Polygamy is not common among the educated, in the Arab world. If my dad tried to pull that shit, my mom would bobbit-ize him before you could say 'I do' four times. But I personally think it's more commendable than fathering children all over the place and then not taking care of them. Which is a very real problem here in the US...among the lower socioeconomic classes. Do you see the link?

Polygamy is like any other system: it has it's flaws and it can certainly be abused. But the reasons it was set up is not as distasteful as you seem to have inferred from the media. It would be like me saying 'Oh, Southern people sleep with their sisters' which may be true of some people in the South but not all. And in that case, everyone seems willing to chalk that down to the correct reason: ignorance.

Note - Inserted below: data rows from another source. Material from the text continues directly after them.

PR #1557, opened 2026-07-15
feat(PieChart): add drag-to-rotate support to PieChartHost

adrcotfas:
Follow-up to the discussion in #1547. This adds drag-to-rotate to `PieChartHost`, following the design agreed there.

## API

- New `PieRotationState` and `rememberPieRotationState(rotationEnabled = false, initialRotation = -90f)`. Rotation is disabled by default.
- `PieRotationState` exposes only a read-only `angle`. There’s no programmatic rotation API in this version, as agreed.
- Both `PieChartHost` overloads get a `rotationState` parameter.

## One source of truth

`PieChart.startAngle` is gone, along with the corresponding `rememberPieChart` and `PieChart.copy` parameters. The angle now lives solely in `PieRotationState`, and `PieChartHost` reads `rotationState.angle` each frame and passes it to `chart.draw()` directly, so there’s no `PieChart.copy()` per frame. `PieChart.draw()` takes the start angle as a parameter, defaulting to `-90f`, which is what host-less rendering (including `renderToImageBitmap`) uses.

This is a breaking change: callers that set `rememberPieChart(startAngle = …)` now pass `rememberPieRotationState(initialRotation = …)` to `PieChartHost` instead.

## Gesture handling

- Custom `pointerInput`. The tangential-or-radial decision is made once, at touch slop.
- Tangential drags are captured and all further events are consumed. Radial drags aren’t consumed at all, so the parent scroll receives them at the pointer level. Near ties are treated as radial, so ambiguous gestures go to the parent (bias factor 1.25).
- The rotation delta is the real `atan2` angle change of the pointer around the pie’s center, applied with `Animatable.snapTo`.
- On release, the angular velocity comes from `VelocityTracker` (tangential velocity divided by radius), capped at 1080°/s, then `Animatable.animateDecay` with `exponentialDecay`.
- The interactive area is the ring between the hole (or a 16 dp central dead zone, whichever is larger) and the outer radius. The pie’s geometry—center, outer radius, and hole radius—is recorded during `draw` and read back by the gesture detector, so it always matches what’s on screen.
- A new down stops an active fling. A cancelled gesture doesn’t fling: the drag follows the original pointer and is cancelled if its movement is consumed elsewhere or if another finger is still down when it lifts.
- The angle is normalized to [0, 360) on every idle path (after a fling settles, after a release with no fling, after a cancellation) and when the state is saved, never mid-gesture.
- There’s no `NestedScrollDispatcher` in this version, as agreed.

## Tests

Despite all that, I do agree that burqas have no place in a Western society...where the women wish to participate in the economy, the market and the legal system. The difference is that it's simply impractical and not 'conducive to the greater good'. But it can't be banned or anything since this would undercut the principles of freedom that western socieities are based on. Rather, the Muslims need to adapt in order to reach an acceptable compromise. But the West needs to do the same.

The last thing I take issue with, Maggie, and I must say, I found this to be quite an egregious statement and almost a betrayal of your personal feelings of nationalism and so forth:

"If you are in our countries..."

I think you'll find that this is their country as well. And while a modicum of integration and assimilation is the burden of any new immigrant group, it's also their right not to abandon their belief system entirely and to work with other immigrant groups, over time, to arrive at social harmony and cooperation.

I hope you're not offended by my response, just like I wasn't offended by yours.